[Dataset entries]
———

PR #5295, opened 2017-10-03
Implement logic for disabled groups

simitt:
If a group is set to `enable: false` to not add it or fields within its namespace to the kibana index pattern.

### DIFF
--- a/libbeat/kibana/transform_test.go
+++ b/libbeat/kibana/transform_test.go
@@ -283,3 +283,71 @@ func TestTransformFieldFormatMap(t *testing.T) {
 		assert.Equal(t, test.expected, out, fmt.Sprintf("Failed for idx %v", idx))
 	}
 }
+func TestTransformGroupAndEnabled(t *testing.T) {
+	tests := []struct {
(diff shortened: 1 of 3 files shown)


libbeat/kibana/transform_test.go
```diff
@@ -283,3 +283,71 @@ func TestTransformFieldFormatMap(t *testing.T) {
...
+						},
+					},
+				},
+			},
+			expected: []string{"context.type", "context.metric.object"},
+		},
+		{
+			commonFields: common.Fields{
+				common.Field{Name: "enabledField"},
+				common.Field{Name: "disabledField", Enabled: &falsy}, //enabled is ignored for Type!=group
```
ruflin: Makes sense. I wonder if for this case we should even return an error as we already know it's false? Or is this only for Kibana?

simitt:
failing error on travis looks unrelated

libbeat/kibana/transform_test.go
simitt: This is only for kibana

PR #5296, opened 2017-10-03
Add multifields support.

simitt:
- Allow adding multifield values from `field.yml` with different `name` and `type`. 
- Adding a simple test file for better overview and moving metricbeat test file to `exhaustive` testing.


ruflin:
WFG

PR #5297, opened 2017-10-03
Allow setting values

simitt:
Allow setting values from outside. If no value given apply the default values. (based on PR #5296 ).


ruflin:
Merged as libbeat green on Travis. Jenkins has still some issues.

PR #5856, opened 2017-12-11
Document modules SSL parameters

### LINKED ISSUE #4268: Document authentication/SSL support for http, jolokia and other metricbeats
Metricbeat modules like http and jolokia actually already support authentication in the product today.   This means that we have some stale documentation to update :)

* https://www.elastic.co/guide/en/beats/metricbeat/master/metricbeat-metricset-jolokia-jmx.html#_limitations (For Jolokia, it still talks about not having authentication support as a limitation)
* Documentation for both modules do not provide info on how users will pass in authentication information.  If this is done via passing in authorization information in the request headers, it will be nice to provide an example
  * https://www.elastic.co/guide/en/beats/metricbeat/master/metricbeat-module-jolokia.html
  * https://www.elastic.co/guide/en/beats/metricbeat/master/metricbeat-module-http.html
* While we are at it, if these modules also support SSL configuration, it will be helpful to document the available configuration settings as well.

### LINKED ISSUE #5827: [Metricbeat] Elasticsearch Module settings should document TLS / SSL support
The Elasticsearch Metricbeat module supports TLS / SSL, you can apparently specifiy the same settings as the Elasticsearch output (but under the module's configuration).

From @andrewkroh:

> Pretty much any of the modules that are HTTP based all share the same code and all support the same SSL options.

We should probably make a common set of TLS / SSL options that documentation can inherit / insert into their pages so that we don't have to repeat this everywhere.

exekias:
This PR adds a pointer to SSL settings doc to all modules that support it, it's defined in module `fields.yml` file. I kept space for future common settings parameters, just in case we add something after SSL.

Closes #5827 
Closes #4268

### DIFF
--- a/metricbeat/scripts/docs_collector.py
+++ b/metricbeat/scripts/docs_collector.py
@@ -83,6 +83,10 @@ in <<configuration-metricbeat>>. Here is an example configuration:
 
             module_file += "----\n\n"
 
+        # HTTP helper
+        if 'ssl' in get_settings(module_fields):
+            module_file += "This module supports TLS connection when using `ssl` config field, as described in <<configuration-ssl>>.\n\n"
+
         # Add metricsets title as below each metricset adds its link
         module_file += "[float]\n"
         module_file += "=== Metricsets\n\n"
@@ -208,7 +212,6 @@ For a description of each field in the metricset, see the
 
 
 def get_release(fields):
-
     # Fetch release flag from fields. Default if not set is experimental
     release = "experimental"
     if "release" in fields:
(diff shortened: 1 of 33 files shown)


metricbeat/scripts/docs_collector.py
```diff
@@ -83,6 +83,10 @@ def collect(beat_name):
 
             module_file += "----\n\n"
 
+        # HTTP helper
```
ruflin: @exekias Awesome. Was thinking of exactly that when I saw the notification for the PR.

dedemorton:
Thanks for adding this!

PR #5857, opened 2017-12-11
Exclude stress test on Windows as it currently breaks the build

ruflin:
As on Windows currently all packages are included for testing, the -E flag is discovered twice. This excludes the stress_pipeline file to bring the builds / tests back to green. Windows tests should also use specific packages https://github.com/elastic/beats/blob/master/dev-tools/jenkins_ci.ps1#L55 This is mainly a temporary fix.


ruflin:
This needs rebase after https://github.com/elastic/beats/pull/5840 is merged to see if tests go green actually.

PR #5866, opened 2017-12-12
Update vendored fsevents to use elastic fork

adriansr:
This PR makes vendored fsvents to use the changes in our fork while keeping the same import path.


andrewkroh:
According to jenkins, this needs a `make notice` to update the NOTICE.txt.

———

# Exercise brief
Reproduce the entries above exactly, but only the lines between the line holding "settings as well." and the line holding "### LINKED ISSUE #5827: [Metricbeat]", inclusive.

# Expected answer
* While we are at it, if these modules also support SSL configuration, it will be helpful to document the available configuration settings as well.

### LINKED ISSUE #5827: [Metricbeat] Elasticsearch Module settings should document TLS / SSL support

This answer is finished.